Ki Young Ju, founder and CEO of on-chain analytics firm CryptoQuant, has publicly acknowledged he was wrong about the end of the Bitcoin bull cycle, following BTC’s unexpected return to six-figure territory.
“I Was Wrong”: Ju Walks Back March Prediction
In a post shared with his followers, Ju issued an apology for his March 2025 forecast, where he claimed that the Bitcoin bull market had ended and predicted a bearish or sideways trend over the next 6 to 12 months. That prediction has now been challenged by Bitcoin’s impressive rebound past $100,000 on May 8, sparked in part by renewed global optimism after President Trump announced a major trade deal with the U.K.
“I apologize for the incorrect prediction. I will strive to provide higher-quality analyses in the future. Thank you,” wrote Ju.

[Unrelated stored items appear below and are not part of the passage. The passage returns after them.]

Issue #2003, opened 2020-02-03
Dynamically Load Plug-Ins and Persist Settings


dey4ss:
As we can load/unload plug-ins with the Console, we would like to also be able to do so via the server. The suggested approach is to do this with a new meta table: SELECT shows the loaded plug-ins, INSERT loads new ones and DELETE unloads them.
Since plugins (and other components) may have settings, we would like to have a central point for showing and changing those settings. This can also be done via a meta table.

Steps needed are:
- [x] add new meta tables `meta_plugins` and `meta_settings` in MetaTableManager that show the plugins fetched from the PluginManager/all settings that are configurable in Hyrise
- [x] for each meta table: indicate if an operation is valid
- [x] forward mutations to meta tables
- [x] add settings and a settings manager
- [x] tests

dey4ss:
@Bensk1 @mrks Starting to impelemt what we discussed earlier, some questions came up to my mind:

1. updating/deleting in meta tables: As I know generating some meta tables takes a lot of time, I thought about making these operations not taking too long. When altering those "tables" as usual, we would need to generate the tables again to find the rows that match in the specific function. That is why I suggest to be the first column of such meta tables a key. Then, we would only need to generate the table in the MetaTableManager, find the rows and do the update directly.
2. inputs for update/delete/insert to meta tables: I thought about checking if the values match the column definitions of the meta tables. Let us assume the settings table we discussed. We cannot alter the description there, so we can only update name/value. Should the MetaSettingsTable only accept updates à la ('name', 'value') which does not fit the resulting table or ('name', 'value', 'description') and ignore the description? This also affects wehere we check if the values have the right format; the first version needs to be checked by the implementation, the second one can be checked by the abstract class looking on the column definitions, which are a member variable.

mrks:
1: Not sure if I can follow. What do you mean by making them a key? Hyrise does not really have the notion of keys yet. In any case, the generation of meta tables being expensive is more a problem of the segments_accurate table (where a lot of work is done) and shouldn't be one for the settings table.
2: If I remember correctly, the update operator gets two input tables: References to the rows being updated and the new values. The second table is always complete (i.e., holds all columns), and values that are not modified are copied from the existing table. Thus, you will always get a value for the description. We could check if the description matches the old one if that does not take more than maybe five lines of code, but I won't lose sleep if modifications to the description are simply ignored.

dey4ss:
[...]

PR #2006, opened 2020-02-06
Refactor Meta Tables and add Settings

dey4ss:
refs #2003


mrks:
What's the idea behind this PR? Are you still working on this or are you looking for early feedback?

dey4ss:
> What's the idea behind this PR? Are you still working on this or are you looking for early feedback?

Indeed I think feedback is always a good thing, that's why I wanted this to be open for discussions.

src/lib/utils/meta_table_manager.cpp
```diff
@@ -10,11 +10,18 @@
...
 #include "storage/table.hpp"
 #include "storage/table_column_definition.hpp"
+#include "utils/plugin_manager.hpp"
 
 namespace {
 
 using namespace opossum;  // NOLINT
 
+#ifdef __APPLE__
+#define DYNAMIC_LIBRARY_SUFFIX ".dylib"
```
mrks: Not a fan of macros. I don't know a way around `ifdef __APPLE__`, but we can use a constexpr for the string.

src/lib/utils/meta_table_manager.cpp
```diff
@@ -96,18 +103,53 @@ MetaTableManager::MetaTableManager() {
...
   _methods["segments_accurate"] = &MetaTableManager::generate_accurate_segments_table;
+  _methods["plugins"] = &MetaTableManager::generate_plugins_table;
+
+  //const auto a = std::make_tuple(&MetaTableManager::_insert_into_plugins, &MetaTableManager::_delete_from_plugins);
+  //auto a =  {&MetaTableManager::_insert_into_plugins, &MetaTableManager::_delete_from_plugins};
+  tuple<std::function<std::shared_ptr<Table>(const std::string&)>,
+        std::function<std::shared_ptr<Table>(const std::string&)>>(&MetaTableManager::_insert_into_plugins,
+                                                                   &MetaTableManager::_delete_from_plugins) a;
+
+  _mutating_methods["plugins"] = a;
```
mrks: Change `_methods["..."]` to hold a class that has methods for get, insert, and delete (which may default to something throwing if nothing is implemented)? That way, we can move those classes into separate files and the MetaTableManager itself doesn't have to know anything about plugins.

src/lib/utils/meta_table_manager.cpp
```diff
@@ -229,6 +271,26 @@ std::shared_ptr<Table> MetaTableManager::generate_accurate_segments_table() {
...
+  return output_table;
+}
+
+void MetaTableManager::_insert_into_plugins(const std::string& value) {
+  Hyrise::get().plugin_manager.load_plugin(value + DYNAMIC_LIBRARY_SUFFIX);
+}
+
+void MetaTableManager::_delete_from_plugins(const std::string& value) {
+  Hyrise::get().plugin_manager.unload_plugin(value);
+}
```
mrks: Not sure how we end up here. Insert and delete operate on table. The mechanism for converting a table modification to a method like this should be generic. Things that come to mind:

* Tables have multiple columns. While we only use a single field here, we should plan for that.
* Tables have multiple rows. We should be able to do `UPDATE meta_memory_budgets SET budget = budget * 2 WHERE ...`.

Maybe we should do some brainstorming next Wednesday on what settings we want to set this way. Not necessarily because we need to implement them right now, but because we should make sure that whatever we come up with here doesn't block us in the future.

src/lib/utils/plugin_manager.cpp
```diff
@@ -19,6 +19,19 @@ bool PluginManager::_is_duplicate(const std::unique_ptr<AbstractPlugin>& plugin)
   return false;
 }
 
+const std::vector<PluginName> PluginManager::plugin_names() const {
```
mrks: `loaded_plugins`?

src/lib/utils/meta_table_manager.cpp
mrks: The SQLTranslator could check if a method (e.g., INSERT) is set and throw an input exception if it is not.

Also, we probably should discuss how to handle update. DELETE+INSERT doesn't feel right as we don't have proper MVCC on the meta tables and shouldn't leave the DB in an inconsistent state

dey4ss: > That way, we can move those classes into separate files and the MetaTableManager itself doesn't have to know anything about plugins.

Okay, do you have any suggestions where those classes should be located at best? `utils/meta_table_manipulation`?

> DELETE+INSERT doesn't feel right as we don't have proper MVCC on the meta tables and shouldn't leave the DB in an inconsistent state

MVCC with meta tables is something that also came to my mind. Is this a general thing that should be thought of? I mean, since tey are generated on the fly and will be wrapped in a static table node, does having MVCC here really makes sense?

src/lib/utils/meta_table_manager.cpp
dey4ss: Since next week is the TaC II block week, do you also have some time later on today?

src/lib/utils/meta_table_manager.cpp
mrks: > Okay, do you have any suggestions where those classes should be located at best? utils/meta_table_manipulation?

Just `utils/meta_tables`? Have a class for each meta table and that class either implements modifications or not.

> MVCC with meta tables is something that also came to my mind. Is this a general thing that should be thought of?

Oh god, no. Quite the opposite - I was trying to say that our UPDATE=DELETE+INSERT concept might be a disadvantage here.

src/lib/utils/meta_table_manager.cpp
mrks: Sure. Maybe 13:00, also pinging @Bouncner and @Bensk1 (and anyone else who might care)

Bensk1: Alright!

mrks:
Due to the length of the PR list, I'd suggest to close this while you're working on it and re-open it once you want people to have another look.

dey4ss:
> Due to the length of the PR list, I'd suggest to close this while you're working on it and re-open it once you want people to have another look.

Alright

src/lib/utils/settings_manager.cpp
```diff
@@ -0,0 +1,36 @@
+#include "settings_manager.hpp"
+
+#include "utils/settings/mock_setting.hpp"
+
+namespace opossum {
+
+bool SettingsManager::has_setting(const std::string& name) const { return _settings.count(name); }
+
+void SettingsManager::add(const std::string& name, std::shared_ptr<AbstractSetting> setting) {
```
dey4ss: Something around here seems not to work, maybe because of using the attribute of the setting as the key?

src/lib/utils/settings/abstract_setting.hpp
```diff
@@ -0,0 +1,39 @@
...
+/**
+ * This is an abstract class for all settings objects.
+ *
+ * Settings register itself at the SettingsManager.
+ * Therefore it is neccessary that they are owned by a shared pointer (instantiate with std::make_shared).
+ * Thus, you need to call unenroll() when the setting is not longer needed (it won't get destructed otherwise,
+ * as SettingsManager would still hold a shared pointer to it).
+ *
+ * Settings provide a getter/setter with a string.
+ * When the set(...) method ia called, a setting can invoke a method of its parent that triggers
```
Bensk1: is

src/lib/utils/settings/abstract_setting.hpp
```diff
@@ -0,0 +1,39 @@
...
+ * the immediate appliance of the changed value.
+ *
+ * Settings have a unique name that consists of the name of its parent and the setting
+ * name (e.g. "TaskScheduler.workers")
```
Bensk1: The concept of a parent should probably be introduced above.

src/lib/utils/settings/abstract_setting.cpp
```diff
@@ -0,0 +1,20 @@
...
+
+#include "hyrise.hpp"
+#include "utils/assert.hpp"
+
+namespace opossum {
+
+AbstractSetting::AbstractSetting(const std::string& init_name) : name(init_name) {}
+
+void AbstractSetting::enroll() {
+  auto name_copy = name;
```
Bensk1: Why do we need the name_copy here?

src/lib/utils/settings_manager.cpp
Bensk1: What exactly is not working?

dey4ss: I sometimes get std::bad_alloc or segfaults when accessing or adding settings.

src/lib/utils/meta_tables/meta_mock_table.hpp
```diff
@@ -0,0 +1,46 @@
+#pragma once
+
+#include "utils/meta_tables/abstract_meta_table.hpp"
+
+namespace opossum {
+
+/**
+ * This is a class that mocks the behavior of a meta table.
+ * It can be useful in tests as it provides how often methods were called.
```
mrks: Does this have to be in `src/lib`?

src/lib/utils/meta_tables/meta_plugins_table.cpp
```diff
@@ -0,0 +1,58 @@
...
+
+#include <boost/algorithm/string.hpp>
+
+#include "hyrise.hpp"
+
+#ifdef __APPLE__
+constexpr char DYNAMIC_LIBRARY_SUFFIX[] = ".dylib";
+#elif __linux__
+constexpr char DYNAMIC_LIBRARY_SUFFIX[] = ".so";
+#endif
```
mrks: This doesn't seem to be the responsibility of the meta table.

src/lib/utils/meta_tables/meta_plugins_table.cpp
```diff
@@ -0,0 +1,58 @@
...
+
+std::string MetaPluginsTable::get_full_file_name(const std::string& file_name) const {
+  auto extension = std::string{std::filesystem::path{file_name}.extension()};
+  boost::algorithm::to_lower(extension);
+  if (extension == DYNAMIC_LIBRARY_SUFFIX) {
+    return file_name;
+  }
+
+  return file_name + DYNAMIC_LIBRARY_SUFFIX;
+}
```
mrks: Is this the tables responsibility?

src/lib/utils/meta_tables/meta_settings_table.cpp
```diff
@@ -0,0 +1,41 @@
+#include "meta_settings_table.hpp"
+
+#include "hyrise.hpp"
+#include "utils/assert.hpp"
+
+namespace opossum {
+
+MetaSettingsTable::MetaSettingsTable()
+    : AbstractMetaTable(TableColumnDefinitions{{"setting_name", DataType::String, false},
```
mrks: Just name?

src/lib/utils/meta_tables/meta_settings_table.cpp
```diff
@@ -0,0 +1,41 @@
...
+const std::string& MetaSettingsTable::name() const {
+  static const auto name = std::string{"settings"};
+  return name;
+}
+
+bool MetaSettingsTable::can_update() const { return true; }
+
+std::shared_ptr<Table> MetaSettingsTable::_on_generate() const {
+  auto output_table = std::make_shared<Table>(_column_definitions, TableType::Data, std::nullopt, UseMvcc::Yes);
+  const auto setting_names = Hyrise::get().settings_manager.all_settings();
```
mrks: I would have expected `all_settings` to return a map (or similar). Maybe `setting_names`?

src/lib/utils/meta_tables/segment_meta_data.hpp
```diff
@@ -0,0 +1,11 @@
+#pragma once
+
+#include "storage/table.hpp"
+
+namespace opossum {
+
+size_t get_distinct_value_count(const std::shared_ptr<BaseSegment>& segment);
+
+void gather_segment_meta_data(const std::shared_ptr<Table>& meta_table, const MemoryUsageCalculationMode mode);
```
mrks: doc?

src/lib/utils/plugin_manager.hpp
```diff
@@ -26,6 +26,8 @@ class PluginManager : public Noncopyable {
   void load_plugin(const std::filesystem::path& path);
   void unload_plugin(const PluginName& name);
 
+  const std::vector<PluginName> loaded_plugins() const;
```
mrks: I believe there is hardly any reason to ever return a const value. References yes, but returns by value are by definition the property of the caller.

src/lib/utils/settings/abstract_setting.cpp
```diff
@@ -0,0 +1,20 @@
+#include "abstract_setting.hpp"
+
+#include "hyrise.hpp"
+#include "utils/assert.hpp"
+
+namespace opossum {
+
+AbstractSetting::AbstractSetting(const std::string& init_name) : name(init_name) {}
+
+void AbstractSetting::enroll() {
```
mrks: register/unregister?

src/lib/utils/settings/abstract_setting.hpp
```diff
@@ -0,0 +1,39 @@
...
+
+namespace opossum {
+
+/**
+ * This is an abstract class for all settings objects.
+ *
+ * Settings register itself at the SettingsManager.
+ * Therefore it is neccessary that they are owned by a shared pointer (instantiate with std::make_shared).
+ * Thus, you need to call unenroll() when the setting is not longer needed (it won't get destructed otherwise,
+ * as SettingsManager would still hold a shared pointer to it).
```
mrks: This sounds a lot like a `unique_ptr` to me.

src/lib/utils/settings/abstract_setting.hpp
mrks: I'd welcome some information on who creates setting objects.

src/lib/utils/settings/mock_setting.cpp
```diff
@@ -0,0 +1,27 @@
+#include "mock_setting.hpp"
```
mrks: Again: needed in src/lib?

src/lib/utils/settings_manager.hpp
```diff
@@ -0,0 +1,29 @@
...
+
+#include <functional>
+#include <unordered_map>
+
+#include "types.hpp"
+#include "utils/settings/abstract_setting.hpp"
+
+namespace opossum {
+
+class SettingsManager : public Noncopyable {
```
mrks: doc

src/lib/utils/meta_tables/meta_settings_table.cpp
```diff
@@ -0,0 +1,41 @@
...
+
+  return output_table;
+}
+
+void MetaSettingsTable::_on_update(const std::vector<AllTypeVariant>& selected_values,
+                                   const std::vector<AllTypeVariant>& update_values) {
+  const auto& name = std::string{boost::get<pmr_string>(selected_values.at(0))};
+  Assert(Hyrise::get().settings_manager.has_setting(name), "No setting named " + name + " found.");
+
+  const auto& value = std::string{boost::get<pmr_string>(update_values.at(1))};
```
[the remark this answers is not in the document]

Bitcoin’s Market Dynamics Have Shifted
Ju explained that his misjudgment stemmed from relying too heavily on outdated metrics. Historically, Bitcoin market cycles were dictated by profit-taking patterns typically led by whales selling at price peaks, triggering subsequent sell-offs. However, Ju now argues those models are losing relevance in today’s market.
“The Bitcoin market has become much more diverse. ETFs, MicroStrategy (MSTR), institutional investors, and even government agencies are considering buying and selling Bitcoin,” he noted.
He further emphasized that institutional liquidity inflows, particularly from ETFs and major corporate entities, now play a much larger role than whale-driven sell pressure. This diversification makes the traditional cyclical models less predictive.
Transition Over Trend
Despite Bitcoin’s bullish rally up over 3% in the last 24 hours, currently trading at $102,773 Ju stopped short of declaring a full-blown bull run.
“Of course, the recent price action is extremely bullish, but I’m talking about the profit-taking cycle,” he clarified, referring to long-term cyclical trends.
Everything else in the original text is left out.